Still, Time magazine chose Singer to write a fawning piece on the Argentine leader, who took office in December, which was published on Thursday among the publication’s “Top 100 Leaders.”

The disclosure at the bottom of the article notes that Singer “has been involved in debt negotiations with the Argentine government for several years.” It makes no mention of the milestone deal between the Macri government and Elliott Management reached earlier this year, nor the $2.28 billion figure, which represents 369 percent of the original sum lent to Argentina, Bloomberg reported.

All readers get is a glowing report card for Macri: “Over the past decade, the policies of Argentina’s ruling duo, Néstor and Cristina Fernández de Kirchner, led to rampant inflation, falling currency value and capital flight,” wrote Singer of his financial nemeses. “The result was the 2015 election of the reformist Mauricio Macri.”

“Reformist” is one way to put it. President Barack Obama has certainly praised Macri for aiming to “reconnect Argentina with the global economy” with his free-trade policies, a neoliberal cause célèbre at the White House.

Others call Marci’s new center-right brand a recent invention meant to disguise his right-wing politics: His pick for vice president opposed gay marriage, while Marci himself has said he opposes abortion and decriminalizing recreational drugs such as cannabis, the BBC reported.

Time Inc. did not immediately respond to a request to comment.

The Macri hagiography is the latest in a recent stream of puzzling posts by Time: Earlier this month it published an alarmist if eye-catching cover declaring that average Americans are on the hook for $43,000 apiece for the national debt. A few weeks back, many on social media piled on yet another Time article suggesting that most students can pay off their student loan debt if they simply tighten their belts. (The student in the post happened to have gotten $6,000 in assistance from his parents, a resource unavailable to most debtors.)

Last month, in an interview with Hillary Clinton surrogate David Brock, Time erroneously accused her opponent Sen. Bernie Sanders of having yelled "English only!" at veteran Latina labor leader Dolores Huerta. (Time's error remained up for hours and the correction itself, which did not identify what had been corrected, later had to be corrected further.)

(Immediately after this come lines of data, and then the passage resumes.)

PR #4075, opened 2022-05-12
ARTEMIS-3826 - allow address/queue configuration via properties

gtully:


artemis-server/src/main/java/org/apache/activemq/artemis/core/deployers/impl/FileConfigurationParser.java
```diff
@@ -923,7 +923,6 @@ private Map<String, String> getMapOfChildPropertyElements(Node item) {
       }
       return properties;
    }
-
```
brusdev, line 926: I guess this line was not removed on purpose

gtully: indeed, good catch, thanks.

artemis-server/src/test/java/org/apache/activemq/artemis/core/config/impl/ConfigurationImplTest.java
```diff
@@ -722,6 +722,23 @@ public void testSetNestedPropertyOnExistingCollectionEntryViaMappedNotation() th
...
    }
 
+
+   @Test
+   public void testAddressViaProperties() throws Throwable {
+      ConfigurationImpl configuration = new ConfigurationImpl();
+
+      Properties properties = new Properties();
+
+      properties.put("addressConfigurations.\"LB.TEST\".queueConfigs.\"LB.TEST\".routingType", "ANYCAST");
```
brusdev, line 732: If you add another queue property configuration.getAddressConfigurations().get(0).getQueueConfigs().size() will be 2 because QueueConfiguration name is a SimpleString
`properties.put("addressConfigurations.\"LB.TEST\".queueConfigs.\"LB.TEST\".durable", "true");`

gtully: that is a problem, let me revisit.... not sure if the lookup needs to be smplestring aware of whether name should always be a string or both!
Probably ensuring the name accessor is a string and hiding the simple string as an implementation detail is best

gtully: the latter is a simpler change too.

gtully: excellent review, thanks!

brusdev (approved):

Unlike the Brock post, Thursday's Marci piece cut out the middleman and let the subject's buddy write the talking points himself.

“Macri has removed Argentina’s currency controls, allowing more freedom for trade,” Singer went on in Time. “He has pledged to reintegrate Argentina into the global economy, seeking private investment from abroad. And he has taken action to end the 15-year default that has kept the country in economic exile since 2001.”

Singer dropped a few more bits of advice to Macri before signing off: “Macri still has important tasks ahead of him, including taming inflation. But if he lives up to his promise, Argentina may finally do the same.”

Singer is also a longtime Republican fundraiser and until recently a declared backer of Florida Sen. Marco Rubio's failed presidential campaign.

It’s safe to say he got a better, if slightly delayed, return on investment from Argentina.